Task brief ▸ Below is a listing; restate from it, character for character, the lines beginning at the line holding "in favor of" and ending at the line holding "- Changed a", both included.

Supplied records below:

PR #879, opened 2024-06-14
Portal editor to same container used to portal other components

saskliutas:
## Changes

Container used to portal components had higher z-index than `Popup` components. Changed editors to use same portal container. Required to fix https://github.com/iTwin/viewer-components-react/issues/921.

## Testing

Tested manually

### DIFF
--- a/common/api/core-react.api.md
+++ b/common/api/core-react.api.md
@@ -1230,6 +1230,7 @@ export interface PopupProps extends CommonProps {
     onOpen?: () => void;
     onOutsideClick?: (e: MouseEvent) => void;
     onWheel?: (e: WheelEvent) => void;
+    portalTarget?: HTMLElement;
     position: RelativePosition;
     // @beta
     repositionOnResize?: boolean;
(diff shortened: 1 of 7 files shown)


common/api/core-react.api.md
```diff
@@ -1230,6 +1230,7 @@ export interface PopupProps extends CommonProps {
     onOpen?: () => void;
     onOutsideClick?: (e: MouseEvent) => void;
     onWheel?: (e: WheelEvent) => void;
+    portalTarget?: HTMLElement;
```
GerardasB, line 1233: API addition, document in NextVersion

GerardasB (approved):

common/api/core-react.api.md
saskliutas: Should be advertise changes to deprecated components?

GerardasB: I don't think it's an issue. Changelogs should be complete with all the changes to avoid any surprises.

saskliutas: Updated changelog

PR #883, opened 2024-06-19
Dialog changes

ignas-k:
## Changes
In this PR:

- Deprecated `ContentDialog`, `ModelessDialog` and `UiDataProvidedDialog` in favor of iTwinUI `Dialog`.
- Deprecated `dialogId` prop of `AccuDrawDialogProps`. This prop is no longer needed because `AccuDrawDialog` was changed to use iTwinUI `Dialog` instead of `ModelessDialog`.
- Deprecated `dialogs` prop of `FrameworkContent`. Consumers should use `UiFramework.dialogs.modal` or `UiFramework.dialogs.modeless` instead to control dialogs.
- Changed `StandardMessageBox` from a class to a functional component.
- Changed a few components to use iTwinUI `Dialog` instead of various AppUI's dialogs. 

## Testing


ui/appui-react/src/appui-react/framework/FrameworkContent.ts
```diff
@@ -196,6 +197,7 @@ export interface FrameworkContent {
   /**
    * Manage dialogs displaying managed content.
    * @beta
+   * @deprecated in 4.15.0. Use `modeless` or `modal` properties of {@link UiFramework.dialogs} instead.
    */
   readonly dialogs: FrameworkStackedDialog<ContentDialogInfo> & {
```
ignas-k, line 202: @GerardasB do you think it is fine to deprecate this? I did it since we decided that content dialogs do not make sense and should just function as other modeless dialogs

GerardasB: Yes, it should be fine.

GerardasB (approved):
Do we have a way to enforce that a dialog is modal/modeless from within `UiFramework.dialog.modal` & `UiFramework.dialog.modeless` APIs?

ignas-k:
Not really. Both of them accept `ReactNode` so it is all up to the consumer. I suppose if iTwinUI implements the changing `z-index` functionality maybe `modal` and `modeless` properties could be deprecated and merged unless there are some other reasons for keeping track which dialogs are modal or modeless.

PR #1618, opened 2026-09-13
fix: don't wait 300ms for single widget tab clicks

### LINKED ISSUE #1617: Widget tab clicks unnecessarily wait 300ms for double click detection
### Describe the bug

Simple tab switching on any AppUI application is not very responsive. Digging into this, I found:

End of Supplied records.

The completed task ▸
- Deprecated `ContentDialog`, `ModelessDialog` and `UiDataProvidedDialog` in favor of iTwinUI `Dialog`.
- Deprecated `dialogId` prop of `AccuDrawDialogProps`. This prop is no longer needed because `AccuDrawDialog` was changed to use iTwinUI `Dialog` instead of `ModelessDialog`.
- Deprecated `dialogs` prop of `FrameworkContent`. Consumers should use `UiFramework.dialogs.modal` or `UiFramework.dialogs.modeless` instead to control dialogs.
- Changed `StandardMessageBox` from a class to a functional component.
- Changed a few components to use iTwinUI `Dialog` instead of various AppUI's dialogs. 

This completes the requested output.